Esta novela tem toda a aparência de um mero pretexto para passar os dedos uma e outra vez sobre essas cicatrizes, testando também essa linha em que a percepção e o delírio, o bom-senso e a racionalização paranóica produzem – sem ênfase ou explicação – “uma imagem penetrante da complexidade dolorosa do mundo” (Saer). No fundo, a condição moderna é indestrinçável desse peso desumano do mundo exterior, o qual se vai impondo à consciência com o seu ruído e a sua moral. O resgate das possibilidades da condição humana é, assim, feito por meio da inscrição da anomalia no terreno da ficção, sem qualquer ambição de heroísmo, remetendo-nos para aquele fragmento que se salvou do testemunho de Kafka a partir da memória que deixou em Max Brod uma conversa entre os dois, em que aquele se terá referido à decadência da humanidade face aos eventos que estavam a encadear-se de forma a que viesse a ser escrito um dos capítulos mais negros da História, e ele terá dito que “nós somos pensamentos niilistas, pensamentos suicidas que sobem à cabeça de Deus”. A diferença é que Kafka punha a hipótese de o nosso mundo ser o resultado do mau humor de Deus, de um dos seus maus dias, ao passo que nas novelas de Di Benedetto o que há é só a ausência de Deus ou de um enigma ou mistério mais profundo, e a sua ficção articula-se de forma despojada não apenas no estilo, mas, ao rejeitar a sumptuosidade descritiva, o fôlego das grandes frases cheias de fulgor poético, os arroubos ditirâmbicos e as passagens que humilham esse nervo a partir do qual apreendemos o relevo da existência, isto é porque o seu processo parece estar empenhado em desfazer e até troçar desses modelos de recriação desonesta que nos viciam na apoteose do sentido e da moral, preferindo desenvolver uma investigação crua da realidade e da atmosfera do inacabado em que estamos imersos a maior parte do tempo das nossas vidas. Saímos destas novelas com os nossos conceitos, os nossos valores e aspirações despedaçadas.

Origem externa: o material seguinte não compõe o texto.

Issue #1612, opened 2015-09-29
How to implement comment threading using `GET /comments` ?


southp:
I'm working on a plugin featuring viewport-based infinite scrolling of comments using WP API v2.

No fundo, Di Benedetto não quis renegar o que aprendeu nas suas muitas décadas de dedicação ao jornalismo, não quis falsear o seu exame para se entregar às falsificações fantasiosas traficadas ao abrigo do “realismo mágico”, que, como qualquer produto de exportação, se tornou outro pressentimento paradisíaco, uma espécie de calor abstracto guiando os leitores para uma forma de teologia arbitrária e não menos presunçosa. E talvez tenha sido esta a razão que o levou a ser preso logo que se instalou a Ditadura Militar: o facto de a constituição do seu carácter não admitir a hipótese de submeter a realidade à chantagem do desejo de redenção nem de submetê-la a um qualquer regime ideológico.

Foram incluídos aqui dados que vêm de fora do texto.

Issue #2416, opened 2016-03-30
Only include Post data on the response object when declared in schema


danielbachhuber:
This is what our code path looks like currently:

```
setup_postdata( $post );

// Base fields for every post.
$data = array(
    'id'           => $post->ID,
    'date'         => $this->prepare_date_response( $post->post_date_gmt, $post->post_date ),
    'date_gmt'     => $this->prepare_date_response( $post->post_date_gmt ),
    'guid'         => array(
        /** This filter is documented in wp-includes/post-template.php */
        'rendered' => apply_filters( 'get_the_guid', $post->guid ),
        'raw'      => $post->guid,
    ),
    'modified'     => $this->prepare_date_response( $post->post_modified_gmt, $post->post_modified ),
    'modified_gmt' => $this->prepare_date_response( $post->post_modified_gmt ),
    'password'     => $post->post_password,
    'slug'         => $post->post_name,
    'status'       => $post->post_status,
    'type'         => $post->post_type,
    'link'         => get_permalink( $post->ID ),
);

$schema = $this->get_item_schema();

if ( ! empty( $schema['properties']['title'] ) ) {
    $data['title'] = array(
        'raw'      => $post->post_title,
        'rendered' => get_the_title( $post->ID ),
    );
}
```

If I remove `title` as a property from the schema, it's not included in the response. However, if I remove `password` from schema properties, it's still included on the response object.

I'd expect the response object would only have fields declared in the schema, or at least that WP REST API wouldn't blindly add database data to the response if was purposefully removed from the schema.

websupporter:
I wonder about `categories` and `tags`. They are not included in `$schema` and not in the initial `$data`. Shouldn't they be part of the scheme? But I guess, this would make thinks difficult since all taxonomies with `"show_in_rest" => true` are showing up as a key.

Otherwise, I just thought of something like this:

```
foreach( $data as $key => $property )
    if( ! isset( $schema['properties'][ $key ] ) || empty( $schema['properties'][ $key ] ) )
        unset( $data[ $key ] );
```

websupporter:
sorry, my mistake its included. perfect!

danielbachhuber:
We also need to make sure create / update requests don't process data that's not included in the schema.

PR #2423, opened 2016-04-06
 Include Post data on the response object when declared  #2416

websupporter:
See https://github.com/WP-API/WP-API/issues/2416


danielbachhuber:
Sorry, this isn't quite the right approach. We should permit arbitrary data to be included in the response — however the core fields shouldn't be included by default unless they're a part of the schema. See how the `title` field is included as an example of how the others should follow.

websupporter:
thanks @danielbachhuber, will rework my approach.

danielbachhuber:
@websupporter Sorry, I missed your updates. Feel free to ping me next time so the PR isn't left hanging.

PR #2435, opened 2016-04-13
Avoid unnecessary SQL query by passing `$user_nicename`

danielbachhuber:
If no `$user_nicename` is supplied, `get_author_posts_url()` calls `get_userdata()` to get the `$user_nicename`. Because we already have it, we don't need to incur an unnecessary database hit.


danielbachhuber:
@WP-API/amigos #reviewmerge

Em 2016, nos 30 anos da sua morte, e passados 40 do dia em que foi encarcerado, saiu um volume reunindo vários dos seus “Ensaios jornalísticos”, publicados entre 1943 e 1986, e nele pode constatar-se a tese apresentada uns anos antes por Natalia Gélos em “Antonio Di Benedetto jornalista” de que os motivos que levaram à sua prisão se prenderam com a postura que manteve nos meses que antecederam o golpe, numa altura em que a repressão, o desaparecimento de pessoas e os assassinatos se multiplicaram numa onda de terror que varreu o país. Os líderes da ditadura militar sabiam que podiam contar com ele para relatar a verdade, e tinham, por isso, todos os motivos para fazer o que fizeram e só surpreende que o não tenham abatido numa das tantas simulações a que o submeteram. Mas pode ser que se tenham percebido que, no final de contas, é mais cruel manter alguém vivo e ir-lhe esmagando a alma aos poucos.